→ WHAT IS EXPECTED
Check each line of the records for "about"; collect those that have it.

→ SUPPLIED ENTRIES
Issue #2098, opened 2017-07-28
Compare View Revamp: IE11 Flexbox Issues


rajadain:
Due to a number of Flexbox issues in IE11 (see http://caniuse.com/#feat=flexbox and https://github.com/philipwalton/flexbugs), the new Compare View is unusable in it:

![image](https://user-images.githubusercontent.com/1430060/28732925-cfca32c0-73a7-11e7-884f-8122ce8c6b84.png)

vs

![image](https://user-images.githubusercontent.com/1430060/28732948-e1a91a60-73a7-11e7-97a9-19c945f10602.png)

Note the difference in horizontal alignment, missing sections view, and missing close button.

Fix these issues and make it work as it does in other browsers.

rajadain:
A clue from @jfrankl https://github.com/WikiWatershed/model-my-watershed/pull/2094#issuecomment-318741483

> does this project use autoprefixer? If not, we'll need to manually run some kind of [autoprefixer script](https://autoprefixer.github.io/) once to handle all of that flexbox. In my experience, doing that, immediately fixes all problems with IE11.

rajadain:
As of #2191, the issues still persist:

![image](https://user-images.githubusercontent.com/1430060/29716754-953a5304-897a-11e7-89eb-5635f74242ce.png)

Notably, the modal is not aligned left instead of being centered on the page, and the close button is missing.

rajadain:
Also, the loading spinner from #2226 is not visible.

ajrobbins:
I'm also not seeing the combined hydrology chart graphics in IE compare view:

![screen shot 2017-09-29 at 5 09 50 pm](https://user-images.githubusercontent.com/12868342/31036863-21a0f15e-a53c-11e7-8ec2-51581b5eadb5.png)

caseycesari:
@arottersman My approach to this was to install the autoprefixer CLI and integrate it into our bundling process, and hope that this resolves the IE issues.

PR #2148, opened 2017-08-14
Compare View Revamp: TR-55 Runoff Charts and Tables

rajadain:
## Overview

Updated version of #2123. For more granular albeit noisy commits, see here: https://github.com/WikiWatershed/model-my-watershed/compare/develop...tt+ki/compare-view-tr55-runoff

Connects #2072 

## Testing Instructions

 * Check out this branch
 * Open a saved project, or create a new one, using TR-55 as the model and at least 2 scenarios
 * Open the Compare View
 * Ensure the values are correct in both the chart and the table
 * Move the precipitation slider, ensure the values update correctly
 * Ensure that the values of the original scenarios do not change after closing the Compare View


src/mmw/js/src/core/chart.js
```diff
@@ -314,8 +314,86 @@ function renderLineChart(chartEl, data, options) {
...
+             .reduceXTicks(false)
+             .staggerLabels($svg.width() < widthCutoff)
+             .duration(0)
+             .margin(options.margin)
+             .color(colors)
+             .showXAxis(false)
+             .id(name)
+             .yDomain([0, yDomainMax]);
+
+
```
kellyi: I accidentally added 2 extra whitespace lines here; probably worth dropping them.

src/mmw/js/src/compare/models.js
```diff
@@ -1,11 +1,80 @@
...
+        this.scenarios = options.scenarios;
+
+        this.scenarios.forEach(function(scenario) {
+            scenario.get('results').on('change', update);
+        });
+    }
+});
+
+var Tr55RunoffCharts = ChartRowsCollection.extend({
+    update: function() {
```
arottersman: Noice.

kellyi:
Taking a look.

kellyi:
This is looking good! We can continue to think about this but I kind of like the idea of dropping the top yDomain value, since it's sometimes very close in spatial terms to the existing tick:

screen shot 2017-08-15 at 10 22 06 am

Also I think we may wanna adjust the `tickCount` setting here -- https://github.com/WikiWatershed/model-my-watershed/pull/2148/files#diff-3e33aa79d87dd300905a2a0b6c714e56R351 -- or nearby, as it looks like it's not catching every case in which the values are small:

screen shot 2017-08-15 at 10 24 49 am

I think `if (maxValue <= 0.2)` *should* work there.

kellyi:
Checked this out in Chrome, FF, Safari, and IE11. Works well in Chrome & FF; but the charts & table don't display in either IE11 or Safari. Looks like the DOM elements are there, but they're not rendering visibly:

screen shot 2017-08-15 at 10 39 33 am

I imagine this has something to do with the CSS rules we're applying to the row elements?

rajadain:
What is the desired behavior for the ticks? I'm not sure what changing the value to `0.2` wants to achieve.

kellyi:
> I'm not sure what changing the value to 0.2 wants to achieve.

Looks like the evapotranspiration chart above replicates the quirk noted here whereby a tick value's shown 2x since we're enforcing a set number of tick values, but the range [0.0..0.2] only has 3 to display.

rajadain:
I ended up removing the top label in the charts:

image

Also, Safari issues should now be fixed. Tried to fix IE11 issues, but that was more complicated, so I'm leaving it for #2098.

It should be noted that the hover tips are inaccurate because they are rounded. We should have more accurate values in a future card that should make the tooltips look like the mockup.

rajadain:
@azavea-bot rebuild

kellyi:
Tested this out and generally working well in Chrome, FF, and Safari! I noticed two immediate quirks which I think we should handle elsewhere:

- the stacked bar chart initially shows up as non-stacked on all browsers; subsequently it becomes a stacked chart, and I think this may be worth dealing with when we address the loading state:

screen shot 2017-08-17 at 10 08 29 am

I'm not sure what part of this was obviating this but I think something about the `if (!stacked)... else` check may have guarded against the change.

- in some cases I'm able to hit the back button in the browser and have the compare view show above the Projects list:

screen shot 2017-08-17 at 10 12 33 am

Not sure what causes this but we should make an issue to handle fixing it.

rajadain:
The most recent two commits should take care of the mentioned issues:

rajadain:
Thanks for reviewing! Going to squash and merge shortly.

→ RESULT FOR THIS TASK
This is looking good! We can continue to think about this but I kind of like the idea of dropping the top yDomain value, since it's sometimes very close in spatial terms to the existing tick:
I'm not sure what part of this was obviating this but I think something about the `if (!stacked)... else` check may have guarded against the change.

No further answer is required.